§ **WHAT IS BEING ASKED**
Each line of the listing below, from the very first to the one that contains "We've made the", is to be retyped exactly as it stands.

DATASET EXTRACT below:

PR #470, opened 2026-08-06
ci(images): serve images via Netlify Image CDN and skip optimisation during pipeline

bosbaber:
We've made the discovery that Netlify CDN has the ability to perform CDN transformations at the edge and on demand. 

This means that we do not need to perform the image optimisations as a separate script anymore.

This PR proposes the following changes
- Removes the optimisations from the general PR check pipeline
- Ensures the control header is set correctly to control caching appropriately
- Modifies Astro so that it will rewrite the image urls so that it will pull from the CDN instead

Images will now be referenced like this when deployed to Netlify:
`/.netlify/images?url=%2Fimg%2Fhomepage%2Fstefan-thomas.webp&fm=avif&w=640&q=85 640w`

image

- Developers wanting to test with optimised images in their local environments can still run the optimiser locally.

---

## Auto generated comments

This pull request introduces a major shift to using the Netlify Image CDN for image optimization, eliminating the need to pre-generate and cache optimized image variants during builds. The changes streamline CI/CD workflows, reduce build times, and ensure that image handling is consistent and efficient across environments. Key updates include removing the image optimization cache from GitHub Actions, conditionally running image optimization scripts, and updating runtime logic to gracefully handle missing or unoptimized images.

**CI/CD Workflow and Caching Updates:**

- Removed the `warm-image-cache` job and all related cache logic from `.github/workflows/merge.yml` and `.github/actions/cache-optimized-images/action.yml` since image variants are no longer pre-generated or cached; images are now optimized on demand via the Netlify Image CDN. [[1]](diffhunk://#diff-fc013cbca44f27bffc398ee0ca938e8d3b035bdd0676b614afed13e01be768b9L1-L48) [[2]](diffhunk://#diff-bdb37b2ad65e049a0fc043e88813fdcf7ca0118abc11d99bbda676adfcbbb5a1L6) [[3]](diffhunk://#diff-bdb37b2ad65e049a0fc043e88813fdcf7ca0118abc11d99bbda676adfcbbb5a1L28-L66) [[4]](diffhunk://#diff-bdb37b2ad65e049a0fc043e88813fdcf7ca0118abc11d99bbda676adfcbbb5a1L383-R343) [[5]](diffhunk://#diff-1da7a27709d11ac16eef3de8e46ed10672b7b1d63a790ffbcbd23a94b19efdcbL60-R67)
- Updated the Netlify build plugin (`netlify/plugins/cache-images/index.js`) to skip restoring or saving the optimized image cache when the CDN is enabled, preventing unnecessary bloat in deploys. [[1]](diffhunk://#diff-9a4e4ae3b7702af33ee0a1e74177a175d2d32caf7b4473b907dd3ec8a0691238R3-R28) [[2]](diffhunk://#diff-9a4e4ae3b7702af33ee0a1e74177a175d2d32caf7b4473b907dd3ec8a0691238R40-R46)

**Image Optimization Pipeline and Runtime Handling:**

- Refactored the image optimization script (`scripts/optimize-images.ts`) to check if the CDN is enabled and, if so, skip encoding images and only generate a catalog of available sources for runtime use. This ensures that the build process is fast and only ships necessary metadata. [[1]](diffhunk://#diff-ca2187bf71bc55d2241962e74d558278dd1ba59d15355a10fd63de612b62a89fR6-R16) [[2]](diffhunk://#diff-ca2187bf71bc55d2241962e74d558278dd1ba59d15355a10fd63de612b62a89fR33-R41) [[3]](diffhunk://#diff-ca2187bf71bc55d2241962e74d558278dd1ba59d15355a10fd63de612b62a89fR146-R175) [[4]](diffhunk://#diff-ca2187bf71bc55d2241962e74d558278dd1ba59d15355a10fd63de612b62a89fL213-L221) [[5]](diffhunk://#diff-ca2187bf71bc55d2241962e74d558278dd1ba59d15355a10fd63de612b62a89fR285-R312)
- Updated the Astro config (`astro.config.mjs`) to pin the CDN decision at build time and expose it to the frontend, ensuring consistent SSR and runtime behavior. Also, added an audit integration for image optimization. [[1]](diffhunk://#diff-e0f0c5adbe0b9ca5d0b57caf5cea33a8d88899fd02a43df1e9862b185f8a1e5fR14-R16) [[2]](diffhunk://#diff-e0f0c5adbe0b9ca5d0b57caf5cea33a8d88899fd02a43df1e9862b185f8a1e5fR51) [[3]](diffhunk://#diff-e0f0c5adbe0b9ca5d0b57caf5cea33a8d88899fd02a43df1e9862b185f8a1e5fR151-R156)

**Frontend and User Experience Improvements:**

- Enhanced the `ImageBlock.astro` component to detect and warn when an image falls back to the unoptimized original (e.g., if a CMS upload is missing from the current deploy), surfacing this via a `data-unoptimized-src` attribute and a console warning. [[1]](diffhunk://#diff-ed153d8f252f5504f1cdb7e42da20cfbfca2d9ad17cc1125079fab911266386cL2-R6) [[2]](diffhunk://#diff-ed153d8f252f5504f1cdb7e42da20cfbfca2d9ad17cc1125079fab911266386cR31-R35) [[3]](diffhunk://#diff-ed153d8f252f5504f1cdb7e42da20cfbfca2d9ad17cc1125079fab911266386cR54) [[4]](diffhunk://#diff-ed153d8f252f5504f1cdb7e42da20cfbfca2d9ad17cc1125079fab911266386cR87-R102)
- Began using a shared `OptimizedImage` component in `BlogPostHeader.astro` for consistency.

**Netlify Configuration:**

- Reordered and clarified Netlify header rules in `netlify.toml` to ensure correct cache-control behavior for all assets, especially for the CDN's transformed images. [[1]](diffhunk://#diff-ab8f79b68b7adff7a07db953bf453f3c5aa6ade98d2b1b67d8432b36392489edR56-R73) [[2]](diffhunk://#diff-ab8f79b68b7adff7a07db953bf453f3c5aa6ade98d2b1b67d8432b36392489edL115-L120)

These changes collectively modernize image handling, reduce CI/CD resource usage, and improve site reliability and observability regarding image delivery.


src/utils/main/imageCdn.ts
```diff
@@ -0,0 +1,102 @@
...
+  sourcePath: string,
+  { format, width }: ImageCdnUrlOptions
+): string {
+  const query = new URLSearchParams({
+    url: sourcePath,
+    fm: format,
+    w: String(width),
+    q: String(QUALITY_BY_FORMAT[format])
+  })
+  return `${NETLIFY_IMAGE_ENDPOINT}?${query}`
```
Infi-Knight, line 83: This comes back with `url` already percent-encoded, which breaks `getHeroSectionStyle` in `src/utils/main/heroSectionStyle.ts`. It does `encodeURI(fullSrc ?? trimmed)`, and `encodeURI` doesn't treat `%` as an existing escape, so we get:

```
url('/.netlify/images?url=%252Fuploads%252Fimg%252Foriginal%252Fgrant_overview_hero_52b51629b7.png&fm=webp&w=3840&q=90')
```

Netlify decodes `url` to the literal string `%2Fuploads%2F...png`, which isn't a path, so the hero background 404s and the section renders with no image. I reproduced it on the branch with the grant overview hero.

It was safe before because `fullSrc` was `/img/optimized/...-full.webp` with nothing to re-encode. Callers are `FoundationContentPage.astro:57` and `SummitContentPage.astro:57`, both reachable through `/page-preview` where `heroImage` comes straight from Strapi.

Simplest fix is to only `encodeURI` in the non-CDN branch, since a CDN URL is already CSS-safe.

src/utils/main/images.ts
```diff
@@ -144,13 +186,19 @@ function listSizedVariants(base: string, ext: 'webp' | 'avif'): ImageVariant[] {
...
  */
 export function getOptimizedImage(src: string): OptimizedImage {
-  const base = getOptimizedBase(src)
-  if (!base) {
+  const source = resolveOptimizableSource(src)
+  if (!source) {
     return { variants: [], fullSrc: null, avifVariants: [], avifFullSrc: null }
   }
 
+  if (imageCdnOverride ?? isImageCdnEnabled()) return buildCdnImage(source)
```
Infi-Knight: Returning early into `buildCdnImage` also drops the only "does this image actually exist" check we had. `listSizedVariants` / `optimizedVariantExists` used to consult the catalog, so a source with no variants returned the all-null `OptimizedImage`, and `OptimizedImage.astro:144` / `ResponsiveSources.astro:46` fell through to a plain ``.

The case that worries me: a Strapi asset at `https://cms.../uploads/img/original/x.png` rendered on `/page-preview`. `resolveOptimizableSource` strips the origin, so the CDN source becomes `/uploads/img/original/x.png` on our own domain. Uploads only reach the repo through the async git auto-commit in `cms/src/index.ts`, so between the upload and the next deploy that path isn't in `dist`. The `<source>` 404s, and browsers do not fall back to `` once they've picked a `<picture>` source, so the image just vanishes. The same input used to produce a working absolute CMS URL.

Worth keeping some existence signal here, or scoping the CDN branch to `/img/**` and leaving `/uploads/**` on the catalog path.

scripts/optimize-images.ts
```diff
@@ -210,6 +208,20 @@ async function processImage(
...
+  // would be ~17 minutes of build time producing files nothing references.
+  // getOptimizedImage() switches to /.netlify/images on the same signal, and
+  // the runtime catalog falls back to its committed stub when absent.
+  if (isImageCdnEnabled()) {
+    console.log(
+      'Netlify Image CDN is enabled — skipping image optimization.\n' +
+        'Images are transformed on demand at /.netlify/images.\n' +
+        'Set IMAGE_CDN=off to force build-time encoding.'
+    )
+    return
```
Infi-Knight: This return also skips the oversized-image guard. The `isImageOverSizeLimit` scan and its `throw` sit further down `main()` (around 240-255), so in CDN mode they never run, and `pr-checks.yml` now sets `IMAGE_CDN=on`. Net effect: someone commits a 15MB PNG under `public/img/`, PR checks stay green, and it ships. The size checks in `cms/src/index.ts` only cover admin uploads, not files committed directly to the repo.

The scan is just `fs.statSync`, no encoding involved, so hoisting it above this early return keeps the guard for free.

src/utils/main/imageCdn.ts
```diff
@@ -0,0 +1,102 @@
...
+ * using pre-generated variants — `/.netlify/images` does not exist off-platform
+ * and would 404 every image.
+ */
+export function isImageCdnEnabled(
+  env: Record<string, string | undefined> = process.env
+): boolean {
+  const override = env.IMAGE_CDN?.trim().toLowerCase()
+  if (override === 'on') return true
+  if (override === 'off') return false
+  return isSet(env.NETLIFY)
```
Infi-Knight, line 50: Reading `process.env` at call time means this is re-evaluated per request on the SSR routes rather than once per build. `page-preview.astro`, `preview/page-preview.astro`, `profile-preview.astro`, `blog/preview.astro` and `developers/roadmap.astro` are all `prerender = false`.

`NETLIFY` is documented as build metadata. If it isn't injected into the functions runtime, those routes take the pre-generated branch and read the committed empty stub (the real manifest is gitignored and never written in CDN mode), so every preview image silently degrades to the unoptimized original.

Did you get a chance to check what `process.env.NETLIFY` looks like inside a deployed function? If it's absent there, pinning the decision at build time via a Vite `define` would be safer than resolving it per request.

Infi-Knight (commented):
Went through this against `staging`. The direction is right and the `resolveOptimizableSource` / `getOptimizedBase` split is a genuine improvement, tests pass on the branch (36/36 across `imageCdn.test.ts` and `images.test.ts`).

One thing will break on deploy: hero backgrounds get double-encoded and 404. Details inline on `imageCdn.ts`. The other blocker-ish one is that `pr-checks.yml` setting `IMAGE_CDN=on` means we lose the oversized-image guard in CI.

Rest of the comments are about the CDN branch no longer consulting the catalog, which quietly removes the "does this file exist" fallback that several components lean on.

Things I checked and think are fine: the `netlify.toml` header reordering, `URLSearchParams` encoding commas so CDN URLs are safe inside `srcset`, no leftover references to `/img/optimized/*` in content or workflows, and the `cache-images` plugin no-op guard mirroring `isImageCdnEnabled` correctly.

src/utils/main/imageCdn.ts
```diff
@@ -0,0 +1,102 @@
...
+}
+
+/** One transformation URL per target width, ascending. */
+export function buildImageCdnVariants(
+  sourcePath: string,
+  format: ImageCdnFormat,
+  widths: readonly number[] = TARGET_WIDTHS
+): ImageCdnVariant[] {
+  return widths.map((width) => ({
+    src: buildImageCdnUrl(sourcePath, { format, width }),
```
Infi-Knight, line 98: Every image now advertises 640w through 3840w regardless of its intrinsic width. Netlify clamps so nothing renders wrong, but take a 300px author avatar: all five candidates return the same 300px bytes. Across a real audience with varying DPR and `sizes`, that's up to five billed transforms and five edge-cache entries where the encoder used to emit one exact-width file.

It's the same "second billed transform for the same image" concern the `buildImageCdnUrl` doc comment raises for unsized URLs, just five times over. Might be worth capping the default list and letting the hero opt into 2560/3840, since it's about the only thing that needs them.

src/utils/main/images.test.ts
```diff
@@ -138,3 +150,110 @@ describe('getOptimizedImage', () => {
...
+    }
+  })
+
+  it('does not re-transform an already-optimized path', () => {
+    setImageCdnEnabledForTests(true)
+
+    expect(getOptimizedImage('/img/optimized/hero-640.webp')).toEqual(EMPTY)
+  })
+
+  it('reports variants as available so components render a <picture>', () => {
```
Infi-Knight, line 344: This is correct for the components as they stand, but it does turn a real check into a constant. `HomepageHero.astro:32` uses `hasOptimizedVariants(getOptimizedImage(HERO_HIGHRES_SRC))` as a "did the encoder actually produce this file?" probe, and in CDN mode it's now always true.

So if `stefan-thomas-highres.avif` ever gets renamed or removed, we still emit the >=2560px `<source>` and 4K displays get a broken hero instead of quietly falling back to the standard image.

src/components/pages/ProfileDetailPage.astro
```diff
@@ -51,15 +51,18 @@ const colorIndex = await getProfileColorIndex(
...
 
-const avatarSrc = photo
+// `isAvif` is tracked rather than sniffed from the URL: a Netlify Image CDN URL
+// carries its format in a query parameter, not a file extension, so an
+// endsWith('.avif') check would silently drop the preload's type hint.
+const avatar = photo
   ? (() => {
       const { avifFullSrc, fullSrc } = getOptimizedImage(photo)
-      return avifFullSrc ?? fullSrc ?? photo
+      if (avifFullSrc) return { src: avifFullSrc, isAvif: true }
```
Infi-Knight: In CDN mode `avifFullSrc` is never null, so this branch always wins and every avatar renders as a bare `` with an `image/avif` preload and nothing behind it. Previously `avifFullSrc` was null whenever no AVIF variant existed (a GIF profile photo, or anything the encoder skipped) and we fell back to `fullSrc ?? photo`.

The `isAvif` tracking is the right fix for the old `endsWith('.avif')` sniff. The gap is that there's no `<picture>` with a webp fallback wrapping it, so a client without AVIF decode support now gets no avatar at all.

src/utils/main/imagePaths.ts
```diff
@@ -1,5 +1,23 @@
 export const TARGET_WIDTHS = [640, 1280, 1920, 2560, 3840] as const
 
+/**
+ * Encoding quality, shared by the two things that can produce a variant: the
+ * build-time encoder (`scripts/optimize-images.ts`) and the Netlify Image CDN
+ * URL builder (`imageCdn.ts`). Defined here so the two cannot drift, and so a
+ * change to either lands in the CI cache key (this file is hashed by
+ * `.github/actions/cache-optimized-images`).
```
Infi-Knight, line 17: This points at `.github/actions/cache-optimized-images`, which the PR deletes. `git grep` says it's the last reference left. The constants still belong here for the drift reason above, just needs the cache-key half dropped.

src/utils/main/imageCdn.ts
bosbaber: Thank you, I applied the suggested fix. Clearly there are a lot of details about this codebase I need to still learn. I also added a test to ensure regression.

src/utils/main/images.ts
bosbaber: - Just to make sure it is not obvious, we should not be having references back to the strapi site since it will be firewalled in the future
- The bulk of images that will be served will be from the uploads folder so we definitely need to have them on the cdn
- I made the code more sophisticated so that the build tries to track what should be available. If it cannot be found then we will serve full size src instead

src/utils/main/imageCdn.ts
bosbaber: Reworked to use a vite define as suggested.

src/utils/main/imageCdn.ts
bosbaber: Capped the default width with a ladder of available sizes. See the changes in the buildCdnImage function that tries to address this issue.

scripts/optimize-images.ts
bosbaber: Fixed this issue by making these checks happen first.

src/components/pages/ProfileDetailPage.astro
bosbaber: I believe this should now be resolved as well. Changed this component to use the standard machinary which is supposed to deal with this automatically.

bosbaber: `ProfileDetailPage.astro` will now delegate the heavy lifting to `OptimizedImage`, which will the appropriate URLs pointing to the optimised images.

src/components/shared/OptimizedImage.astro
```diff
@@ -152,6 +175,23 @@ const imgSrc = media ? undefined : src
       decoding={decoding}
       fetchpriority={fetchpriority}
       draggable={draggable}
+      data-unoptimized-src={src && isOptimizableSource(src) ? src : undefined}
```
Infi-Knight: The fallback `` branch never applies `pictureClass`, only `class`.

This PR moves `BlogPostHeader`'s breakpoint toggles into that prop (`tablet:hidden`, `hidden tablet:block`). I rendered a post whose feature images are not in the catalog, and both come out as:

```html
<img ... class="w-full h-auto rounded-3xl">
```

Both visible at every breakpoint, stacked. Fix is to merge `pictureClassName` into this class list.

Not urgent: no post sets `featureImageMobile` yet. It is a live Strapi field though, so one content edit reaches it.

src/integrations/audit-image-optimization.ts
```diff
@@ -0,0 +1,193 @@
...
+  if (src.startsWith('/img/optimized/')) return false
+  return /\.(png|jpe?g|webp|avif)$/i.test(stripQuery(src))
+}
+
+/** Classifies a single `<img>` tag, or `null` when it is fine. */
+function auditImgTag(tag: string): ImageAuditViolation | null {
+  if (hasAttr(tag, 'data-allow-unoptimized')) return null
+
+  const degraded = getAttr(tag, 'data-unoptimized-src')
+  if (degraded !== null) {
```
Infi-Knight, line 155: This makes the graceful degrade a failed deploy.

`data-unoptimized-src` is emitted when a source is optimizable but missing from the catalog. `imagePaths.ts:48` calls that the intended outcome for an upload not yet git-synced from the CMS. Throwing on it means one un-synced image aborts the whole build.

Suggest logging `degraded-marker` and failing only on `standalone-raw` and `picture-without-cdn`. Those two mean a component bypassed `OptimizedImage`, which is a code defect and worth blocking. A missing source is content timing, and already has a designed fallback.

For context: `IMAGE_CDN=on pnpm run build` passes today, so this is a latent path, not a current break.

src/utils/main/images.ts
```diff
@@ -69,13 +158,22 @@ function replaceUrlPathPrefix(
...
+ * Absolute Strapi URLs are reduced to their site-relative pathname: the CMS is
+ * firewalled and the site must stay self-contained, so every source has to
+ * resolve against our own deploy, never the CMS origin.
  */
-function getOptimizedBase(src: string): string | null {
-  if (!src || src.endsWith('.svg')) return null
+function resolveOptimizableSource(src: string): ResolvedImageSource | null {
+  // GIFs are excluded like SVGs: encoding to WebP/AVIF (or a CDN fm= transform)
+  // would drop animation, so they ship as-is (mirrors scripts/optimize-images.ts).
+  if (!src || /\.(svg|gif)$/i.test(src)) return null
```
Infi-Knight: Denylist here (`svg|gif`), allowlist in the catalog builder (`RASTER_EXTENSIONS` in `optimize-images.ts:47`, jpg/jpeg/png/webp/avif).

So `/img/photo.jfif` is optimizable here but can never be in the catalog. I checked, it returns the empty result and degrades permanently. With the audit above that is a build failure fixable only by renaming the file.

One shared extension list across the three places would remove the drift.

src/integrations/audit-image-optimization.ts
```diff
@@ -0,0 +1,193 @@
...
+        // Only meaningful for what Netlify ships: CDN mode delivers via
+        // /.netlify/images. A non-CDN local build uses /img/optimized/* paths
+        // and would misfire here.
+        if (!isImageCdnEnabled()) {
+          logger.info('CDN off — skipping image optimization audit.')
+          return
+        }
+
+        const distDir = fileURLToPath(dir)
+        const files = await collectHtmlFiles(distDir)
```
Infi-Knight, line 270: Nothing checks that this scanned anything. If `collectHtmlFiles` returns nothing, the hook logs success and passes.

Cheap insurance: log the file count, throw when it is 0.

Also worth noting `audit-image-optimization.test.ts` covers the two pure helpers but never calls `auditImageOptimization()` itself.

src/utils/main/images.ts
```diff
@@ -164,3 +307,68 @@ export function getOptimizedImage(src: string): OptimizedImage {
...
+  const source = resolveOptimizableSource(src)
+  if (!source) return image
+
+  const rawFormat =
+    DELIVERABLE_SOURCE_FORMATS[path.extname(source.pathname).toLowerCase()]
+
+  const rungFor = (format: ImageCdnFormat): ImageVariant => ({
+    src:
+      rawFormat === format
+        ? source.pathname
```
Infi-Knight: The raw-source rung goes into a srcset unencoded, so a space in the filename breaks it:

```
... &w=1920&q=85 1920w, /img/hero image.avif 2000w
```

The browser reads `/img/hero` as the URL and `image.avif` as the descriptor. The CDN rungs are safe because `URLSearchParams` encodes them; this one is not. `heroSectionStyle.test.ts` already uses a spaced filename as a fixture.

Infi-Knight (commented):
Second pass. All eight points from the first round are addressed: the oversize guard runs before the CDN early return, the deployed-sources catalog restores the existence check, the Vite define pins the CDN decision at build time, `heroSectionStyle` no longer double-encodes, `ProfileDetailPage` delegates to `OptimizedImage`, and the width ladder plus `withIntrinsicWidthRung` fix the clamped-rung waste. Only the stale doc comment in `imagePaths.ts` is left.

I verified this against a real `IMAGE_CDN=on pnpm run build` and the deploy preview, not just by reading. The build passes and the audit reports clean. For contrast, the same check over a pre-PR `dist` flagged 64 blog feature images as raw, so the `BlogPostHeader` conversion is doing real work.

The hero path checks out too. Above 2560px the AVIF source is served as the file itself, no transform and no re-encode, which is exactly what `withIntrinsicWidthRung` promises. I confirmed the 3463 constant against the asset.

Comments below. The `pictureClass` one is the only real bug; the rest are small.

src/components/blocks/ImageBlock.astro
```diff
@@ -74,3 +84,19 @@ const TABLET_MQ = '(max-width: 1199px)'
     )
   }
 </figure>
+
+<script>
```
Infi-Knight, line 88: Duplicated verbatim in `OptimizedImage.astro`. It ships client JS on nearly every page to `console.warn` about something the build-time audit already catches, and puts internal source paths into production HTML. Suggest gating on `import.meta.env.DEV` or dropping it.

src/integrations/audit-image-optimization.ts
```diff
@@ -0,0 +1,193 @@
...
+ * is a violation. Escape hatch: `data-allow-unoptimized` on the `<img>`.
+ */
+import type { AstroIntegration } from 'astro'
+import { readdir, readFile } from 'node:fs/promises'
+import path from 'node:path'
+import { fileURLToPath } from 'node:url'
+import { isImageCdnEnabled } from '../utils/main/imageCdn'
+
+const CDN_MARKER = '/.netlify/images'
+const IMG_TAG_RE = /<img\b[^>]*>/gi
```
Infi-Knight, line 53: The audit only looks at `` and `<picture>`. CSS backgrounds and `<video poster>` pass silently.

`AnimatedNetworkProblem.astro:51` serves `/img/home/video-problem-poster.jpg` (60KB) both ways. It is in the catalog, so the CDN could transform it, but nothing routes it there and the build still reports clean.

Not a blocker. Either widen the audit to `background-image:url(...)` and `poster=`, or soften the success message so it does not read as a whole-site guarantee.

Infi-Knight (commented):
One more, on a surface the audit does not cover.

Cleaned up my earlier comments: I withdrew two after checking them against the deploy preview. The netlify.toml caching one was wrong, your comment is correct and transformed images do inherit `max-age=86400` from the source. The `heroSectionStyle` one does not apply to any page that exists today.

Infi-Knight:
To save you weighing all seven equally:

**Blocking: one.** The `degraded-marker` throw in `audit-image-optimization.ts:65`. `CLAUDE.md:129` in this same PR calls the missing-upload window "the expected degrade-to-`` window, not a bug", and the audit aborts the build on exactly that. Worth settling either way before merge. If strict is what you want, the CLAUDE.md line should change instead.

**Worth doing here: one.** The `pictureClass` drop in `OptimizedImage.astro:178`. One line, and this PR is what created the dependency on it.

**Fine as follow-ups: the rest.** The `.jfif` mismatch, the spaced srcset, the zero-file guard, the CSS background gap, and the duplicated warn script. None of them can fire on current content.

For the record, the PR works. `IMAGE_CDN=on pnpm run build` passes, the preview is green, the hero serves the AVIF source directly above 2560px with no re-encode, and the `BlogPostHeader` conversion cleaned up 64 blog feature images that were being served raw before.

src/components/shared/OptimizedImage.astro
bosbaber: Hardened the behaviour of OptimizeImage as suggested.

src/integrations/audit-image-optimization.ts
bosbaber: - I take the point and therefore I made the `degraded-marker` scenario a warning instead.

src/components/blocks/ImageBlock.astro
bosbaber: added proposed gates

src/integrations/audit-image-optimization.ts
bosbaber: Sorted

src/utils/main/images.ts
bosbaber: Fixed.

Infi-Knight:
Two follow-ups, neither blocking.

`auditTagAttributes` has no `degraded-marker` equivalent, so `raw-css-background` and `raw-poster` fail the build on exactly the degrade path `` is now exempt from. `VideoEmbed.astro:27` and `heroSectionStyle.ts:10` both emit `fullSrc ?? rawPath`, so a missing upload behind either one aborts the deploy. Nothing reaches it today: the only poster is a committed `/img/` file, and `getHeroSectionStyle` has no rendering callers. Setting `data-allow-unoptimized` in those two fallback branches would be enough.

`resolveOptimizableSource` decodes only inside the `http` branch, so `/uploads/img/original/hero%20image.jpg` misses the catalog while the absolute CMS URL for the same file matches.

Infi-Knight (approved):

End of DATASET EXTRACT.

§ **OUTPUT OF THE EXERCISE**
PR #470, opened 2026-08-06
ci(images): serve images via Netlify Image CDN and skip optimisation during pipeline

bosbaber:
We've made the discovery that Netlify CDN has the ability to perform CDN transformations at the edge and on demand. 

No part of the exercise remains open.